Koszty aneksji Krymu i działań na Ukrainie mogą sięgnąć w ciągu najbliższych 3-4 lat 200 mld USD - ostrzegł były minister finansów Rosji Aleksiej Kudrin podczas konferencji z okazji 15 rocznicy objęcia władzy przez prezydenta Władimira Putina.  – Straty, wliczając w to ucieczkę kapitału, sięgną 150 do 200 mld dolarów (...). To blisko połowa rezerw finansowych kraju – powiedział Kudrin. 

Ale to nie wszysto: "do kosztów, które przyjdzie Rosji zapłacić za interwencję na Ukrainie oraz finansowanie Krymu, trzeba doliczyć konsekwencje zachodnich sankcji gospodarczych i utratę zaufania inwestorów. Według jego ocen, samo wspieranie finansowe Krymu będzie kosztowało 6-7 mld dolarów rocznie". Czyli ku uciesze Europy Rosja idzie na dno!

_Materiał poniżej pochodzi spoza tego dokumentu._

PR #1060, opened 2023-03-15
feat(Box): add support for `as` prop

saurabhdaware:
## Changes

- Add `as` property
- Add tests
- Add documentation example

### DIFF
--- a/packages/blade/src/components/Box/BaseBox/types/propsTypes.ts
+++ b/packages/blade/src/components/Box/BaseBox/types/propsTypes.ts
@@ -100,6 +100,20 @@ type BackgroundColorString<T extends ColorObjects> = `${T}.background.${DotNotat
   Theme['colors'][T]['background']
 >}`;
 
+// Created this as an array so I can reuse it for runtime validation
+const validBoxAsValues = [
+  'div',
+  'section',
+  'footer',
+  'header',
+  'main',
+  'aside',
+  'nav',
+  'span',
+] as const;
+
+type BoxAsType = typeof validBoxAsValues[number];
+
 type BaseBoxVisualProps = MakeObjectResponsive<
   {
     borderRadius: keyof Border['radius'];
@@ -117,7 +131,11 @@ type BaseBoxVisualProps = MakeObjectResponsive<
 
 type BoxVisualProps = MakeObjectResponsive<{
   backgroundColor: BackgroundColorString<'surface'>;
-}>;
+}> & {
+  // Intentionally keeping this outside of MakeObjectResponsive since we only want as to be string and not responsive object
+  // styled-components do not support passing `as` prop as an object
+  as: BoxAsType;
+};
 
 type StyledPropsBlade = Partial<
   MarginProps &
@@ -156,4 +174,4 @@ type BaseBoxProps = Omit<BoxProps, keyof BoxVisualProps> &
     }
   >;
 
-export { BaseBoxProps, BoxProps, StyledPropsBlade };
+export { BaseBoxProps, BoxProps, StyledPropsBlade, validBoxAsValues };
--- a/packages/blade/src/components/Box/Box.tsx
+++ b/packages/blade/src/components/Box/Box.tsx
@@ -108,7 +108,7 @@ const makeBoxProps = (props: BoxProps): KeysRequired<Omit<BoxProps, 'testID'>> =
     // Visual
     backgroundColor: props.backgroundColor,
     children: props.children,
-    as: props.as,
+    as: isReactNative() ? undefined : props.as, // as is not supported on react-native
   };
 };
 
--- a/packages/blade/src/components/Box/Box.tsx
+++ b/packages/blade/src/components/Box/Box.tsx
@@ -1,8 +1,9 @@
 import React from 'react';
 import BaseBox from './BaseBox';
 import type { BoxProps, MakeValueResponsive } from './BaseBox/types';
+import { validBoxAsValues } from './BaseBox/types/propsTypes';
 import type { KeysRequired } from '~src/_helpers/types';
-import { metaAttribute, MetaConstants } from '~utils';
+import { isReactNative, metaAttribute, MetaConstants } from '~utils';
 
 const validateBackgroundString = (stringBackgroundColorValue: string): void => {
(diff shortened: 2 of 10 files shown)


packages/blade/src/components/Box/BaseBox/types/propsTypes.ts
```diff
@@ -117,7 +131,11 @@ type BaseBoxVisualProps = MakeObjectResponsive<
 
 type BoxVisualProps = MakeObjectResponsive<{
   backgroundColor: BackgroundColorString<'surface'>;
-}>;
+}> & {
+  // Intentionally keeping this outside of MakeObjectResponsive since we only want as to be string and not responsive object
+  // styled-components do not support passing `as` prop as an object
+  as: BoxAsType;
```
saurabhdaware, line 137: We can't do `as={{ base: 'section', m: 'footer' }}`. Styled Components is failing. The `as` property is not handled anywhere by us. Styled Component takes care of it.

packages/blade/src/components/Box/BaseBox/types/propsTypes.ts
```diff
@@ -100,6 +100,20 @@ type BackgroundColorString<T extends ColorObjects> = `${T}.background.${DotNotat
   Theme['colors'][T]['background']
 >}`;
 
+// Created this as an array so I can reuse it for runtime validation
+const validBoxAsValues = [
```
kamleshchandnani, line 104: 🤯

packages/blade/src/components/Box/BaseBox/types/propsTypes.ts
kamleshchandnani: ye to anyways nai hona chaiye lol 🤣 

seems like an antipattern

packages/blade/src/components/Box/BaseBox/types/propsTypes.ts
```diff
@@ -100,6 +100,20 @@ type BackgroundColorString<T extends ColorObjects> = `${T}.background.${DotNotat
...
+  'section',
+  'footer',
+  'header',
+  'main',
+  'aside',
+  'nav',
+  'span',
+] as const;
+
+type BoxAsType = typeof validBoxAsValues[number];
```
kamleshchandnani, line 115: TIL this will actually give us union 🤯  

```
BoxAsType = 'div' | 'section'
```

packages/blade/src/components/Box/Box.tsx
```diff
@@ -150,6 +152,22 @@ const Box = (props: BoxProps): JSX.Element => {
     validateBackgroundProp(props.backgroundColor);
   }, [props.backgroundColor]);
 
+  React.useEffect(() => {
```
kamleshchandnani, line 155: how till this work on SSR 🤔 

can you add this on SSR test?

packages/blade/src/components/Box/Box.tsx
```diff
@@ -150,6 +152,22 @@ const Box = (props: BoxProps): JSX.Element => {
...
+    if (props.as && typeof props.as === 'string') {
```
kamleshchandnani, line 156: do we need to add `string` typeof check? we shall just do if `props.as` is not empty? maybe just this `!isEmpty(props.as)`

packages/blade/src/components/Box/__tests__/Box.web.test.tsx
```diff
@@ -34,6 +34,29 @@ describe('<Box />', () => {
     `);
   });
 
+  it('should render Box as footer tag', () => {
```
kamleshchandnani, line 37: add ssr test?

packages/blade/src/components/Box/Box.tsx
saurabhdaware: Oh it won't. It will work during hydration part of SSR rather than renderToString part. Should be fine right? it will still fail in dev-server.

packages/blade/src/components/Box/Box.tsx
saurabhdaware: yup right we didn't need that typeof check. don't think so we need isEmpty check either. Just `if (props.as)` should be enough.

packages/blade/src/components/Box/__tests__/Box.web.test.tsx
saurabhdaware: done

packages/blade/src/components/Box/Box.tsx
saurabhdaware: added test for errors in web, ssr, and native

packages/blade/src/components/Box/__tests__/__snapshots__/Box.ssr.test.tsx.snap
```diff
@@ -1,5 +1,7 @@
 // Jest Snapshot v1, https://goo.gl/fbAQLP
 
+exports[`<Box /> should render Box as footer tag 1`] = `"<div id=\\"root\\" data-reactroot=\\"\\"><footer data-blade-component=\\"Box\\" display=\\"block\\" class=\\"BaseBoxweb__BaseBox-sc-1icfu8j-0 gxRbfF\\">Footer test!</footer></div>"`;
```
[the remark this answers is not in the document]
saurabhdaware: didn't get 🤔 Its not different no?  That outer div is just this div that we use to wrap all tests in `renderWithSSR`

image

saurabhdaware:
> but that will lead to complete rehydration right because react will see this as tree is different on server and client

The `useEffect` runs after the initial hydration. In this sequence -

- Server Render
- Client Hydration
- UseEffect Executes

So it doesn't break the hydration itself.

packages/blade/src/components/Box/__tests__/__snapshots__/Box.ssr.test.tsx.snap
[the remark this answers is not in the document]
kamleshchandnani: cool my concern is the error will be thrown on client if the values are not valid `as` props. ideally server pe error hona chaiye. but for now I'll merge this you can think about this.

also wondering why are we adding this in useEffect and not without it?

kamleshchandnani (approved):
lessss gooo. last PR 🎉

Obecnie Rosja może liczyć jedynie na wzrost 1-2 proc. co „nie odzwierciedla potencjału Rosji i jej możliwości konkurowania w globalnej gospodarce”.

Ponadto fala nacjonalistycznego uniesienia, która ogarnęła Rosjan po aneksji Krymu, odstrasza inwestorów i biznesmenów, którym zależy na stabilnej sytuacji politycznej i gospodarczej – argumentował Kudrin. 

Wydaje się że Rosja udławi się Ukrainą i może stać się prawdziwym bankrutem.